Social institutions important for the new scientific psychology changed or were created in the nineteenth century. Because psychology began as an academic discipline, it was shaped by institutions of higher education that varied significantly from country to country. Germany led the world in scientific research and postgraduate education. Before Bismarck created the second German Empire in 1871, the German-speaking world was a collection of petty princedoms. Because each prince wanted his own university, Germany had more of them than any other nation. Moreover, Germany created the modern secular, government-supported, research-oriented university. In the United States, by contrast, small colleges run by religious denominations dominated higher education. Scottish commonsense psychology was an integral part of the curriculum, taught to polish the souls of the students. Thus, when Wundt created scientific psychology in Germany, he meant it to be a pure science, and early German psychologists resisted making psychology into psychotechnics. In America, the old Scottish psychology briefly opposed the new German scientific psychology. Although it nominally lost the struggle, its businesslike attitude remained, and American psychology turned to applications ranging from giving tests to building, as one psychologist said after World War II, a “science of values.”

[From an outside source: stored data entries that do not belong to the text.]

Issue #710, opened 2020-05-18
Style critical Gutenberg block markup


tylersticka:
The new version of our WordPress theme will support [WordPress's Gutenberg editing experience](https://wordpress.org/gutenberg/).

We've already added markup examples for these blocks to Storybook (see #590). But some of these would benefit from some additional styles.

## How should we do this?

- [x] 1. Create a new `wordpress` directory in `src/third-party` or `src/vendor` (depending on the outcome of #709).

- [x] 1. Create one or more CSS files within that directory that style the WordPress Gutenberg blocks using the classes they provide.
    - If we have an equivalent pattern, we should use [Sass mixins](https://sass-lang.com/documentation/at-rules/mixin) to extend that pattern to the WordPress equivalent. For example, we could create a mixin that lets us apply the styles for `c-button` to `wp-block-button__link`.
    - If there is no equivalent pattern, we can author original styles.

## Why not modify the markup instead?

Since our patterns already include classes and markup structures for some Gutenberg patterns, it's reasonable to ask if we can customize their output. But I'd like to avoid that strategy for a few reasons:

- We tried [modifying markup of shortcodes](https://wordpress.org/support/topic/customizing-the-html-output-by-the-shortcode/) before, and those modifications ended up causing regressions when new features were added later on.
- Our incentive at the time for modifying markup was that existing markup did not use semantic HTML5 elements. This is no longer the case.
- Having this customization live mostly in CSS land gives more of the team an opportunity to contribute to their maintenance than if they were in PHP and React.
- Repeating CSS via mixins [has very low performance impact](https://csswizardry.com/2016/02/mixins-better-for-performance/) and is easier than ever [now that we're using Sass again](https://cloudfour.com/thinks/feeling-sassy-again/).

## Shouldn't this be in our WordPress theme?

A solid argument could be made that we should be exposing necessary mixins via the npm package and applying those as needed within the WordPress theme instead of doing that work here.

But our pattern work is much farther along than our theme work, and we already have markup examples, so it seems silly to needlessly complicate our short-term process.

## Priorities

There are currently 19 Gutenberg blocks we've documented [in our Storybook](https://v-next--cloudfour-patterns.netlify.app/?path=/docs/third-party-gutenberg--core-audio). Of those, I think we should prioritize the following:

- [x] import `@wordpress/block-library` styles (#778)
- [x] core/button (#729)
- [x] core/table (#743)
- [x] core/file (#773)
- [x] core/image (#754)
[...]

PR #729, opened 2020-05-21
Chore: style gutenberg button same as c-button 

derekshirk:
## Overview

See #710 

Creates a button mixin and applies our `c-button` styles to buttons output via Gutenberg button blocks. Selectors account for filled and outlined buttons as well as maintaining our desired colors and border radii.

I failed to arrive a solution for styling `:focus` states due to the lack of buttons and the following HTML output: 

```html
<div> // The (button) container
  <a> // the (button) link
</div>
```

## Screenshots

I've added an outlined markup example to the vendor → WordPress → Gutenberg → core/button example: 

Screen Shot 2020-05-22 at 10 31 15 AM

Testing output in a local version of our site:

Screen Shot 2020-05-22 at 11 18 57 AM

Example of the available options within the button block editor: 

Screen Shot 2020-05-21 at 5 04 22 PM

## Testing

1. View [deploy preview](https://deploy-preview-729--cloudfour-patterns.netlify.app/?path=/story/vendor-wordpress-gutenberg--core-button)
1. Test `:hover`
1. Test `:focus`
1. Bonus testing: 
  - Set up a local version of cloudfour-dot-com@v-next
  - Enable Gutenberg editor / uncheck setting in profile to disable visual editor
  - Test output of buttons via block editor

## Notes

- See: https://github.com/cloudfour/cloudfour.com-wp/issues/491


src/vendor/wordpress/_wordpress.scss
```diff
@@ -0,0 +1,52 @@
...
+/**
+ * Gutenberg block: Button
+ * Applies our pattern library styles to buttons generated via Gutenberg blocks.
+ */
+
+.wp-block-button {
+  @include button.default;
+}
+
+.wp-block-button.is-style-fill {
```
spaceninja, line 13: Can you nest `&.is-style-fill` and `&.is-style-outline` inside `.wp-block-button`?

derekshirk: Good suggestion. Thanks @spaceninja! 

> Overall this seems reasonable to me. I'll defer to @tylersticka, though.

During my 1:1 with Tyler earlier this morning, he mentioned he had some general high-level feedback about the overall approach here, so I'm going to wait and see how his feedback affects this suggestion before pushing any updates.

src/vendor/wordpress/_wordpress.scss
```diff
@@ -0,0 +1,24 @@
...
+ * Gutenberg block: Button
+ * Applies our pattern library styles to buttons generated via Gutenberg blocks.
+ *
+ * 1. The block editor allows editors to adjust button border radius. This style
+ *    is applied via an inline style on the `wp-block-button__link` element. In
+ *    order to prevent unwanted border-radius we apply an `!important` tag.
+ */
+
+.wp-block-button {
+  display: inline-block;
```
tylersticka, line 14: I'm assuming this is so multiple buttons will not break to new lines.

Did you consider using `display: flex` on `wp-block-buttons` with padding for nicer gaps between multiple buttons?

src/vendor/wordpress/_wordpress.scss
```diff
@@ -0,0 +1,24 @@
+@use "../../mixins/button";
+@use "../../design-tokens/sizes.yml";
+
+/**
+ * Gutenberg block: Button
+ * Applies our pattern library styles to buttons generated via Gutenberg blocks.
+ *
+ * 1. The block editor allows editors to adjust button border radius. This style
+ *    is applied via an inline style on the `wp-block-button__link` element. In
+ *    order to prevent unwanted border-radius we apply an `!important` tag.
```
tylersticka, line 10: Could you move this comment so that it is above the block of CSS where the number exists rather than above its parent?

src/vendor/wordpress/_wordpress.scss
```diff
@@ -0,0 +1,24 @@
...
+ */
+
+.wp-block-button {
+  display: inline-block;
+
+  .wp-block-button__link {
+    @include button.default;
+    border-radius: sizes.$radius-medium !important; /* 1 */
```
tylersticka, line 18: If this style is omitted, what happens? Is it always overridden or is it only overridden if the author chooses a different radius?

derekshirk: Great question @tylersticka, 

If the author does not customize the border-radius section in the block editor this style is not needed. 

If the author does does modify the border-radius settings, this style is needed to prevent pill shaped or other unwanted border radius values. 

Does that answer your question?

tylersticka: It does.

In that case, I'm not sure I agree that this style is necessary. It feels odd to me that we would purposely break CMS functionality from our stylesheet instead of disabling the CMS feature somehow.

derekshirk: Excellent point. 

I had considered this as well. However, my current understanding is disabling the border-radius option is either not possible, or rather difficult. 

https://github.com/WordPress/gutenberg/issues/19796

tylersticka: I am comfortable with the worse-case scenario of "the Cloud Four team may optionally select an off-brand border radius for buttons."

src/vendor/wordpress/_wordpress.scss
derekshirk: > I'm assuming this is so multiple buttons will not break to new lines.

Correct. My intent was to match the presentation and layout of our existing `c-button` pattern as much as possible. 

> Did you consider using `display: flex `on `wp-block-buttons` with padding for nicer gaps between multiple buttons?

I had considered using `display: flex` with a gap, but did not consider using padding. 🤔 

If you feel like adding `display: flex` with padding is the preferred approach here, I need to think though how the padding would work.

tylersticka: Sorry, I should have said "whitespace" (did not mean to suggest the solution actually must use `padding`).

src/vendor/wordpress/_wordpress.scss
```diff
@@ -0,0 +1,27 @@
...
+
+.wp-block-buttons {
+  display: flex;
+  flex-wrap: wrap;
+
+  & * {
+    margin: sizes.$edge_large / -4;
+    padding: sizes.$edge_large;
+  }
+}
```
tylersticka, line 17: The gap seems very, very small and there is some extra space around the outer edge.

Here's what I would do: https://codepen.io/tylersticka/pen/f51fd10bbaa45abc9238ee833392db71?editors=1100

src/vendor/wordpress/_wordpress.scss
```diff
@@ -0,0 +1,55 @@
+@use "../../mixins/button";
+@use "../../design-tokens/sizes.yml";
+
+/**
+ * Gutenberg block: Button
+ * Applies our pattern library styles to buttons generated via Gutenberg blocks.
+ */
+
+$rhythm-space-generous: sizes.$rhythm_space_generous;
+$list-inline-gap: sizes.$list_inline_gap;
```
tylersticka, line 10: Are these extra variables necessary here? I had them in my CodePen because I didn't have the actual design tokens to reference.

Also, the design tokens should be referenced with dashes rather than underscores.

derekshirk: 👋 @tylersticka 

> Are these extra variables necessary here?

I don't know that they are _necessary_, but I thought they were a convenience, since the same tokens are used on multiple lines in the same file and I thought it would offer developer convenience to be able to change values in a single location. 

Perhaps I should work to gain a better understanding of when it is appropriate to to create custom variables from tokens and when not to. 

For example, I observed this in `table.scss`:

https://github.com/cloudfour/cloudfour.com-patterns/blob/31e00c2cce7b3b6a42d9884dac0256a6a772dc18/src/components/table/table.scss#L6-L8

...and this in `calendar-date.scss`:

https://github.com/cloudfour/cloudfour.com-patterns/blob/31e00c2cce7b3b6a42d9884dac0256a6a772dc18/src/components/calendar-date/calendar-date.scss#L7-L9

tylersticka: I think what's giving me pause is that the variables are the same name in both places. In the examples you provided, there's some abstraction happening... the `$table-` variables being a good example.

If these variables were named `$wp-button-gap: sizes.$list-inline-gap`, I think the intent would be a lot more clear.

PR #748, opened 2020-05-27
Feature/add sky nav behavior

spaceninja:
## Overview

Please include a summary of the change and which issue is fixed.
Please also include relevant motivation and context.
List any dependencies that are required for this change.

## Screenshots

Visual changes should include a screenshot.

## Testing

1. instructions for reviewers
1. to test your changes

---

- Fixes # (issue)

/CC @person


spaceninja:
Note: This PR was originally intended to handle the animation as well as the functionality, but since it's been sitting idle for nearly a year, I decided to split the animation out into a new ticket #1137 so we can get this over the finish line finally.

src/components/sky-nav/sky-nav.scss
```diff
@@ -208,11 +208,15 @@ $_max-width: #{unit.strip(layout.$max-width-spread) +
 /**
  * The element that toggles the menu visibility at narrow widths.
  *
- * 1. This prevents us having to set and then override padding on the masthead
+ * 1. Vertical positioning is handled by JS because it's easier to grab the
+ *    height of the header bar from there.
```
tylersticka, line 212: I'm gonna poke at this a bit, because there's something about overtly setting a specific property via JS that feels like it's overstepping the separation of concerns between CSS and JavaScript a tad?

Some alternative ideas to consider:

1. Could we save `header.clientHeight` to a custom property, and use that and the existing `$control-height` token in a `calc` function to position the element?
2. Could we set the nav bar height to a specific value in CSS so that we know exactly how to position the button? This would likely mean some new restrictions in terms of nav item wrapping but I think it's fair to say "this is optimized for X number of rows maximum" if we need to.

If the research university was the dominant influence on nineteenth-century German psychology, business was the dominant influence on American psychology, reinforcing the practical orientation of the old psychology. In Germany, universities were centrally controlled by elite scientists and philosophers devoted to the pursuit of knowledge for its own sake. In the United States, colleges (and universities when they began) were diversely controlled by pragmatic business people devoted to the pursuit of practical knowledge, pushing American psychology to be more applied. Eventually, applied psychology sprang up everywhere, including Germany, and is now the main occupation of psychologists everywhere.

Psychology’s practical direction worldwide was reinforced by changes in the nature of government. During the nineteenth century, governments broadened their responsibilities from keeping peace and waging war to tending the general welfare of their subjects and citizens. Particularly in the United States, political and business leaders looked to science for new means of social control. After the Civil War, the nation moved from being a collection of isolated rural communities of relatives and neighbors to an urbanized, industrial, politically emancipated population of mobile strangers. Many opinion leaders, especially in the Progressive movement, thinking that tradition and religion were no longer suitable guides to life or effective means of social control, looked to the human sciences, including psychology, for new ways to manage society and business. In this environment friendly to expertise, learned professions and organizations arose in the late nineteenth century, including the American Psychological Association (APA) (1892). In his 1899 APA President’s address, John Dewey (1859-1952)—the great Progressive philosopher of the twentieth century—linked the birth of psychology to the social changes wrought by urban industrialization. As long as tradition was a sufficient guide to life, said Dewey, people had few conscious decisions to make, and a science of consciousness had little value. In a rapidly changing world, however, people have to make many new conscious decisions— where to live, what work to do, for whom to vote—and a science of consciousness came into existence.